# Bad storm hits Goderich



## greco (Jul 15, 2007)

Just saw this and immediately thought of Mooh 

http://www.vancouversun.com/Severe+storm+tears+through+Ontario+community/5286266/story.html

Dave


----------



## Budda (May 29, 2007)

Just heard of this, damn!


----------



## Milkman (Feb 2, 2006)

There are currently warnings to the east of Toronto. I think it's moving east.Heads up Brockville and Cornwall!


----------



## Robert1950 (Jan 21, 2006)

We got quite the downpour here just east of Toronto. Water couldn't go down the storm drains fast enough. A small lake formed in front of the house - about 8-10 inches in the middle of the road.
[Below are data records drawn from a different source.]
PR #7374, opened 2022-01-11
Fix @covers annotation.

AndrolGenhald:
Per the [documentation](https://phpunit.readthedocs.io/en/9.5/annotations.html#covers), `@covers` requires a FQCN.


weirdan:
Thanks!

PR #9599, opened 2023-04-03
Introduce callable object intersection

boesing:


src/Psalm/Internal/Type/Comparator/ObjectComparator.php
```diff
@@ -134,7 +137,7 @@ public static function isShallowlyContainedBy(
 
     /**
      * @param  TNamedObject|TTemplateParam|TIterable  $type_part
-     * @return array<string, TNamedObject|TTemplateParam|TIterable|TObjectWithProperties>
+     * @return array<string, TNamedObject|TTemplateParam|TIterable|TObjectWithProperties|TCallableObject>
```
boesing, line 140: Not 100% sure about this, as this might be a BC break.

weirdan: Changes in internal classes (like this) are not considered BC breaks.

tests/Traits/InvalidCodeAnalysisTestTrait.php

A good 18" over the storm drain. My brother went out to clear the debris away afterwards and found a $5 bill.


----------



## shoretyus (Jan 6, 2007)

My thoughts were for mooh as well ... 

Check it out .. the storm 

[video=youtube;-a1V_4GC0Uw]http://www.youtube.com/watch?v=-a1V_4GC0Uw&amp;feature=mfu_in_order&amp;list=UL[/video]


The damage 

[video=youtube;4e3t1lhtkYg]http://www.youtube.com/watch?v=4e3t1lhtkYg&amp;feature=autoplay&amp;list=UL-a1V_4GC0Uw&amp;index=3&amp;playnext=3[/video]


----------



## Robert1950 (Jan 21, 2006)

Damn. That was worse than I originally thought.


----------



## Andy (Sep 23, 2007)

My hometown as well. Quite a bit of damage here, though the mood among the town is pretty positive. Not a lot of injuries reported, though there has been one death. I hope everyone else can start to rebuild or recover as soon as possible.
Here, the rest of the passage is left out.